# Schrift in Schrift mit Illustrator



## JojoS (12. April 2004)

Hallo,
ich hab folgendes Problem. Ich möchte eine Schrift in Schrift haben. D.h. das Bereich´s Schift tool wie auf einen Pfad auf eine Schrift anwenden.
Ich hab dazu einfach mal nen text geschrieben bin dann auf create outlines. Dann hab ich schonmal ne art Pfad, da ich den aber so noch nicht benützen konnte musste ich noch auf release compound Path gehen.
Jetzt kann ich aber nur in den aussenlinien des Pfades schreiben. siehe Bild.

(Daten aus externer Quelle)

PR #41, opened 2015-11-10
[Feature][Fix] unique project folder names

mfraezz:
Purpose
======
On the OSF, you can have two projects with the same name. In a filesystem, having two directories of the same name in the same location doesn't work as well. 

Changes
=======
Append node/folder ID from the OSF to the name when creating a folder path

Side Effects
=========
* Improved logging for a `todo handle exception`.
* None found during testing. (But other unrelated bugs uncovered during testing)

[#OSF-4408]

### DIFF
--- a/osfoffline/database_manager/models.py
+++ b/osfoffline/database_manager/models.py
@@ -9,6 +9,7 @@ from sqlalchemy.orm import relationship, backref, validates
 from sqlalchemy import Column, Integer, Boolean, String, DateTime
 from sqlalchemy.ext.declarative import declarative_base
 from sqlalchemy.ext.hybrid import hybrid_property
+from osfoffline.utils.path import make_folder_name
 
 Base = declarative_base()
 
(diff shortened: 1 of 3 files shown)


osfoffline/database_manager/models.py
```diff
@@ -100,10 +101,9 @@ def path(self):
         # +os.path.sep+ instead of os.path.join: http://stackoverflow.com/a/14504695
 
         if self.parent:
-            return os.path.join(self.parent.path, 'Components', self.title)
+            return os.path.join(self.parent.path, 'Components', make_folder_name(self.title, self.osf_id))
```
abought: According to your own function definition, the second argument is a kwarg, not positional- update to match.

abought:
Ok for merge- using the DB path function seems to hook in cleanly. Less code needed = good.

There are some small changes that can be made post-merge; we'll do further verification when we regression test in preparation for the deployment.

Wie kann ich den einen Teil eines Pfades ausnehemen?


----------



## focus_supreme (9. April 2006)

du willst quasi die schwarzen füllungen raushaben oder?
also ich hab auch mal sowas gemacht und habs mti ner deckkraftmaske gelöst. hab die buchstaben geschrieben...dann über objekt in nen pfad umgewandelt..dann die kleine schrift drüber gelegt und dann über die transparenzpalette ne deckkraftmaske erstellt, wobei die kleine schrift vorher nen hellen farbton haben muss.

ansonsten kannst du mal mit objekt--zusammengesetzter pfad---erstellen probieren. keinen plan ob das in dem fall geht.


----------